Sunday, November 25, 2007


Glaxo buys heart specialist

UK-based drug giant GlaxoSmithKline Plc, announced this week that it would buy US-drugmaker Reliant in a $1.65 million deal. Reliant, a private-held company, specializes in heart drugs,  This is the second big deal this month for Glaxo.

A Reuters article ("Glaxo to buy heart drug firm Reliant", 22/32/07) characterizes the deal as "a move to boost its flagging drug sales in the United States. Europe's biggest pharmaceuticals group has been hit hard in recent months by slumping sales of blockbuster diabetes drug Avandia, following a report linking it to heart-attack risk."

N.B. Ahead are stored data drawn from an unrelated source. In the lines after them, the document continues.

PR #133, opened 2021-09-15
Explicitly pass errors around

alexarchambault:
This makes some internal methods (mostly in the `build` module) return errors explicitly via `Either[BuildException, ?]`, rather than throwing an exception. These errors go up to the "leaf" modules (cli, tests), which can then report errors properly (by printing a message to stderr, rather than throwing, which prints a stack trace).

### DIFF
--- a/build.sc
+++ b/build.sc
@@ -29,13 +29,14 @@ import _root_.scala.util.Properties
 implicit def millModuleBasePath: define.BasePath =
   define.BasePath(super.millModuleBasePath.value / "modules")
 
-object cli           extends Cli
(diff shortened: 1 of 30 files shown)


alexarchambault:
Only a handful of errors are reported via this channel for now, but with this PR, everything's ready for more errors to be reported this way.

alexarchambault:
This relies on the `-Xasync` option, available since `2.12.12` in scala `2.12`, to easily deal with eithers.

It should work as is when we'll port things to `2.13` (we're waiting on some Scala Native-related stuff for that). For Scala 3, we'll likely need CPS stuff.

As we've noted before, the inability of major drug companies to innovate has made them eager to buy small competitors. As the Reuters story notes "'big pharma' companies, hungry for promising new products, are often prepared to put a higher value on early-stage firms than stock market investors." In fact, Reliant ways reportedly thinking of an IPO, but figured that the Glaxo offer was more than they could make on the offering.

But Reliant is a special case: it is not primarily a research firms, rather it has been successful in licensing and bringing to market drugs invented by others. The main drug that interest Glaxo is Lovaza, a treatment for high triglycerides that, unique in the market, uses omega-3 fatty acids. Reliant has the right to sell the drug, made by a Norwegian company, in the US. Glaxo expects that it can make this drug into a major product.